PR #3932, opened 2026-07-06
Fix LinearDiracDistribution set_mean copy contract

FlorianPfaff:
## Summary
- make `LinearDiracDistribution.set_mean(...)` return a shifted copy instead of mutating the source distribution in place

• • • • • • •

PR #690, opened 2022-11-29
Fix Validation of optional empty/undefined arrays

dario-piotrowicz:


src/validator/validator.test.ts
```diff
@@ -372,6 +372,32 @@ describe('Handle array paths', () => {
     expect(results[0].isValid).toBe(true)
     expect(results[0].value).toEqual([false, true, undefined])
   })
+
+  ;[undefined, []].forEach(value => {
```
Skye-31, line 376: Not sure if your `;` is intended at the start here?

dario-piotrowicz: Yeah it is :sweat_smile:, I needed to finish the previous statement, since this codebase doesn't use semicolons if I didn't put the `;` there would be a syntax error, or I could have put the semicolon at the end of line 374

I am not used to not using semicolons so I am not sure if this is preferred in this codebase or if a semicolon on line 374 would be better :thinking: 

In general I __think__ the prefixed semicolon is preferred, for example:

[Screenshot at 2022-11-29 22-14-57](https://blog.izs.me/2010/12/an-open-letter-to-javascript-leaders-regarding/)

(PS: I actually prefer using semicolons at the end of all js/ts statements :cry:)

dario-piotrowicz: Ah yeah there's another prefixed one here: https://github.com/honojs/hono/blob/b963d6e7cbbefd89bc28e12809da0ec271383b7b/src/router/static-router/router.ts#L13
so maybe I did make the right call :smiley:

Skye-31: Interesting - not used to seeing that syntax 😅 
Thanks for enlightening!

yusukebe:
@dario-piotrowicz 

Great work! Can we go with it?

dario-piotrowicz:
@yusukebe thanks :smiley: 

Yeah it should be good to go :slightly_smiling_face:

• • • • • • •

▸ **INSTRUCTIONS TO FOLLOW**: What are the lines, exactly as written above, from the line with "PR #3932, opened 2026-07-06" to the line with "distribution in place", both included? Output only those.

▸ **RESULT OF THE EXERCISE**:
PR #3932, opened 2026-07-06
Fix LinearDiracDistribution set_mean copy contract

FlorianPfaff:
## Summary
- make `LinearDiracDistribution.set_mean(...)` return a shifted copy instead of mutating the source distribution in place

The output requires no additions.